0
votes

I would like to write a DFT program using FFT. This is actually used for very large matrix-vector multiplication (10^8 * 10^8), which is simplified to a vector-to-vector convolution, and further reduced to a Discrete Fourier Transform.

May I ask whether DFT is accurate? Because the matrix has all discrete binary elements, and the multiplication process would not tolerate any non-zero error probability in result. However from the things I currently learnt about DFT it seems to be an approximation algorithm?
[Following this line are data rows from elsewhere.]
PR #4323, opened 2022-02-17
[test] Add a test for simple_derivative example

Tiny-Box:
Related issue = #3580

like ut about autodiff/regression, this is also a UT that outputs images directly

### DIFF
--- a/tests/python/examples/autodiff/test_simple_derivative.py
+++ b/tests/python/examples/autodiff/test_simple_derivative.py
@@ -1,0 +1,44 @@
+import argparse
+
+
+def mkdir_p(dir_path):
+    '''Creates a directory. equivalent to using mkdir -p on the command line'''
+    from errno import EEXIST
+    from os import makedirs,path
+
+    try:
+        makedirs(dir_path)
+    except OSError as exc: # Python >2.5
+        if exc.errno == EEXIST and path.isdir(dir_path):
+            pass
+        else: raise
+
+
+def pic_simple_derivative(result_dir):
+    from taichi.examples.autodiff.simple_derivative import (initialize,
+                                                            xs, ys, grad_xs)
+    from matplotlib import pyplot as plt
+
+    initialize()
+
+    plt.title('Auto Diff')
+    ax = plt.gca()
+    ax.plot(xs, ys, label='f(x)')
+    ax.plot(xs, grad_xs, label='f\'(x)')
+    ax.legend()
+    ax.grid(True)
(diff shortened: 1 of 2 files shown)


tests/python/examples/autodiff/test_simple_derivative.py
```diff
@@ -0,0 +1,44 @@
...
+    except OSError as exc: # Python >2.5
+        if exc.errno == EEXIST and path.isdir(dir_path):
+            pass
+        else: raise
+
+
+def pic_simple_derivative(result_dir):
+    from taichi.examples.autodiff.simple_derivative import (initialize,
+                                                            xs, ys, grad_xs)
+    from matplotlib import pyplot as plt
```
ailzhang, line 20: It's likely that we don't have matplotlib in CI test environment yet. So please feel free to add it in https://github.com/taichi-dev/taichi/blob/master/requirements_test.txt if you need it!

tests/python/examples/autodiff/test_simple_derivative.py
```diff
@@ -0,0 +1,44 @@
+import argparse
+
+
+def mkdir_p(dir_path):
```
ailzhang, line 4: Yea this one should be moved to shared https://github.com/taichi-dev/taichi/blob/master/tests/test_utils.py?

ailzhang (commented):
Thanks for working on this!

tests/python/examples/autodiff/test_simple_derivative.py
strongoier: The problem here is that the original example uses matplotlib, so importing from the example will result in error. I suggest adding it to `requirements_tests.txt`.

tests/python/examples/autodiff/test_simple_derivative.py
strongoier: Yea you can fix #4322 first :-)

tests/python/examples/autodiff/test_simple_derivative.py
Tiny-Box: get it, I will add matplotlib to `requirements_test.txt` in #4322 first

strongoier:
@Tiny-Box You can now fix this PR :-)

strongoier (commented):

Also, may I ask roughly how long would the code be? i.e. would this be something I could start from scratch and compose in C++ in perhaps one or two hundred lines? Cause actually this is for a paper...and all I need is that the complexity analyis is O(nlogn) and the coefficient in front of it doesn't really matter :) So the simplest implementation would be best. (Although I did see some packages like kissfft and FFTW, but they are very lengthy and probably an overkill for my purpose...)

2
This question appears to be off-topic because it is about DSP theory rather than programming and so belongs on dsp.stackexchange.com.Paul R

2 Answers

0
votes

A canonical radix-2 FFT can be written in less than 200 lines of C++. The average numerical error is roughly proportional to O(log N), so you will need to use a large enough numeric type and data scale factor to account for this.

0
votes

You can compute numerically stable convolutions using the Number Theoretic transform. It uses unique integer sequences to compute the discrete Fourier transform over integer fields/rings. The only caveat is that the signal needs to be integer valued.

It is implementation is roughly the same size as the FFT, but a little faster. You can find my implementation of it at finitetransform.sourceforge.net as the NTTW sub-library. The APFloat library might be more relevant to your needs as they do multiplication of large numbers using convolutions.